Morelia, July 23.- In Tarejero, Zacapu municipality, Purépecha residents paid tribute to five members of the Guzmán Cruz family 48 years after their disappearance, after being detained by federal security forces during the period known as the Dirty War.
Nothing has been heard from them since then, and there has been no response to these crimes against humanity, but their families continue to insist, even before international organizations, that justice be done after almost half a century.
The four brothers, Amafer, Armando, Solón, and Venustiano Guzmán Cruz, were between 15 and 19 years old, but only the three oldest were involved with the guerrilla group Movimiento Armado Revolucionario (MAR). Their father, Jesús Guzmán Jiménez, was also detained and disappeared between 1974 and 1977.

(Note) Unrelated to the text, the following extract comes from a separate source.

PR #938, opened 2024-10-29
PSR-1556 | Implement LOP Check Methods

ccatosdevelopment:


app/utils/nonsipp/CheckStatusUtils.scala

The forced disappearances were reported and documented before the National Committee for the Defense of Prisoners, Persecuted, and Disappeared Persons; before the National Human Rights Commission (CNDH), which issued Recommendation 26/2001; before the Special Prosecutor's Office for Social and Political Movements of the Past; before the United Nations Working Group on Enforced or Involuntary Disappearances; and finally, before the Inter-American Commission on Human Rights (IACHR).
It should be noted that the IACHR declared the Guzmán Cruz family's case admissible on July 12, 2013. Subsequently, on July 7, 2017, the merits hearings were held at the 163rd Extraordinary Session in Lima, and the case is currently awaiting a ruling on the merits.